I am trying to get the project context path in Java web application. My project is located in D:\GED\WSysGEDdirectory, I want to get that path. In my research, I found two ways to do this: The first uses System.getPropertylike so:

我正在尝试获取 Java Web 应用程序中的项目上下文路径。我的项目位于D:\GED\WSysGED目录中，我想获取该路径。在我的研究中，我找到了两种方法来做到这一点： 第一种用法System.getProperty如下：

String path= System.getProperty("user.dir");  
System.out.println(path);

But that code returns D:\eclipse-jee-luna-R-win32\eclipse, where the Eclipse executable file is located.

但该代码返回D:\eclipse-jee-luna-R-win32\eclipseEclipse 可执行文件所在的位置。

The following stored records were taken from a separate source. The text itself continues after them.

PR #1030, opened 2024-12-09
feat: add clusterName label for identify each kubernetes cluster where K8UP is deployed

lenglet-k:
## Summary

We use K8up on multiple clusters. These multiple clusters perform backups of namespaces with the same name. All the metrics are sent in the same pushgateway. 

As the metrics have the same labels, we cannot have a detailed overview by cluster. This is the way K8UP currently works, which does not allow metric labels to be overloaded. This PR makes it possible to add a clusterName label per Kubernetes cluster. 

So in pushgateway we have backup metrics per Kubernetes cluster and per namespace, which improves monitoring of the execution of backups per Kubernetes cluster.

I essentially added a `clusterName` variable equivalent to the `promUrl` variable.

See: https://github.com/k8up-io/k8up/issues/1031

### For Code changes

- [ ] Categorize the PR by setting a good title and adding one of the labels:
  `bug`, `enhancement`, `documentation`, `change`, `breaking`, `dependency`
  as they show up in the changelog
- [ ] PR contains the label `area:operator`
- [x] Commits are [signed off](https://docs.github.com/en/authentication/managing-commit-signature-verification/signing-commits)
- [x] Link this PR to related issues
- [ ] I have not made _any_ changes in the `charts/` directory.

PR #1097, opened 2025-12-02
Fix cluster label in backup metrics

eshutov:
## Summary

This PR fixes an issue with the Prometheus metrics sent from the restic backup pod to the pushgateway, specifically concerning the "cluster" label.

The "cluster" label was introduced in #1030. However, this label doesn't currently works as intended. The clusterName values from the backup/schedule manifest are not being passed to the backup pod's environment. As a result, the "cluster" label consistently appears empty ("") in pushgateway/prometheus.

Additionally, there is another point to discuss.
These two PRs #1030 and #260 added ClusterName and PromURL to "restic check" (./api/v1/check_types.go)
 code, which are intended for the code that pushes metrics to Pushgateway. It appears the actual code implementing this push functionality is missing, At least, I was unable to find it. So the "check" job doesn't push any metrics.

A reasonable solution might be to completely remove these configurations and clean the CRDs accordingly. But since these would be breaking changes, I have left the existing code unchanged, assuming that the metrics-pushing code either exists elsewhere or will be implemented in the future.

### For Code changes

### DIFF
--- a/operator/backupcontroller/backup_utils.go
+++ b/operator/backupcontroller/backup_utils.go
@@ -189,6 +189,7 @@ func (b *BackupExecutor) setupEnvVars() ([]corev1.EnvVar, error) {
 
 	vars.SetStringOrDefault("STATS_URL", b.backup.Spec.StatsURL, cfg.Config.GlobalStatsURL)
 	vars.SetStringOrDefault("PROM_URL", b.backup.Spec.PromURL, cfg.Config.PromURL)
+	vars.SetStringOrDefault("CLUSTER_NAME", b.backup.Spec.ClusterName, cfg.Config.ClusterName)
 	vars.SetString("BACKUPCOMMAND_ANNOTATION", cfg.Config.BackupCommandAnnotation)
 	vars.SetString("FILEEXTENSION_ANNOTATION", cfg.Config.FileExtensionAnnotation)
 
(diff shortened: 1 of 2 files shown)


Kidswiss:
Hi @eshutov 

Thank you for the PR!

> A reasonable solution might be to completely remove these configurations and clean the CRDs accordingly.

I agree, it might make sense to remove these. Not sure how helpful stats for the `check` command really are. Especially since most of its functionality is already [covered by prune](https://forum.restic.net/t/should-i-run-restic-check/1227/5).

I'd suggest to open an issue to discuss this further.

Did you run the e2e tests and verify that the metrics are now sent properly? For some reason Github doesn't trigger the actions properly on this PR...

If they are okay, I'll merge the change.

eshutov:
@Kidswiss I haven't actually run the built-in e2e tests. But i've been running this patch in my production and development environments (across 7 clusters total) for about five weeks. I'm using K8up as a backup tool for Kubernetes' etcd, which can be deployed in a native Kubernetes way and is integrated into my basic Ansible deployment configuration for K8s.

As you can see in the screenshot:
- The `k8up_backup_restic_available_snapshots` metric initially appeared without the "cluster" label (the aggregation shows "{}").
- Then I applied this patch and tested it on a single cluster, and the cluster label appeared. (The old metric without "cluster" label, showing "{}", still existed for a while because I forgot to remove it from the Pushgateway during testing.)
- Finally, I rolled it out to the entire infrastructure.

Screenshot 2026-01-13 at 14-35-47 Prometheus Time Series Collection and Processing Server

If it's necessary to test this with the built-in tests, I can do that, though it will take some time, likely a few weeks.

Kidswiss:
@eshutov Looks good!

I'll run the e2e tests locally, since Github is somehow stuck with the actions on the PRs... I don't expect any big surprises though.

Once they pass I'll force merge your PR.

Kidswiss:
Looks good. The tests pass.

PR #1104, opened 2026-02-13
Introduce relaxed backup job scheduling feature

anothertobi:
## Summary

The Kubernetes scheduler ensures that pods are scheduled to nodes where
a volume can be mounted for RWX and RWO volumes as long as the volumes
expose relevant topology information. Under optimal circumstances running
on the same node is not required to back up RWX volumes or to run backup
commands. The relaxed scheduling feature allows for backups to happen even
when a node is at the pod limit, volume attachment limit or being removed
while the backup job is being created.

The feature is opt-in to not break any backups relying on the existing
scheduling. This could be the case if for example a volume advertised as
RWX is actually RWO on the infrastructure layer.

### For Code changes

- [ ] Link this PR to related issues


anothertobi:
I changed the approach of the initial draft PR and made this an opt-in feature after discovering through the e2e tests that some storage providers don't set up their PVs with the required node affinity for this to work.

PR #1181, opened 2026-03-23
Only run govulncheck when Go dependencies change

arska:
## Summary

Change govulncheck trigger from `paths-ignore` (runs on almost everything) to `paths` (only `go.mod`/`go.sum`). Vulnerability status only changes when:
- Dependencies change → triggered by `go.mod`/`go.sum` paths
- New CVEs are disclosed → caught by weekly schedule (unchanged)

Code-only changes don't affect vulnerability status.

## Test plan

- [ ] Verify govulncheck runs on dependency PRs
- [ ] Verify govulncheck does NOT run on code-only PRs
- [ ] Verify weekly schedule still works

🤖 Generated with [Claude Code](https://claude.com/claude-code)

### DIFF
--- a/.github/workflows/govulncheck.yml
+++ b/.github/workflows/govulncheck.yml
@@ -2,15 +2,15 @@ name: Go Vulnerability Check
 
 on:
   pull_request:
-    paths-ignore:
-      - 'docs/**'
-      - 'charts/**'
+    paths:
+      - '**/go.mod'
+      - '**/go.sum'
   push:
     branches:
       - master
-    paths-ignore:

The second way is using a servlet.

第二种方法是使用 servlet。

I created that one following this tutorial

我按照本教程创建了那个

public class ContextPathServlet extends HttpServlet {


    private static final long serialVersionUID = 1L;

    protected void doGet(HttpServletRequest request, HttpServletResponse response) throws IOException {

        ServletContext servletContext = getServletContext();
        String contextPath = servletContext.getRealPath("/");
        PrintWriter out = response.getWriter();
        out.println("<br/>File system context path (in TestServlet): " + contextPath);
    }
}

But it is showing C:\Users\Juan\SysGED\.metadata\.plugins\org.eclipse.wst.server.core\tmp6\wtpwebapps\WSysGED

但它显示 C:\Users\Juan\SysGED\.metadata\.plugins\org.eclipse.wst.server.core\tmp6\wtpwebapps\WSysGED

What is the correct way to get the project path?

获取项目路径的正确方法是什么？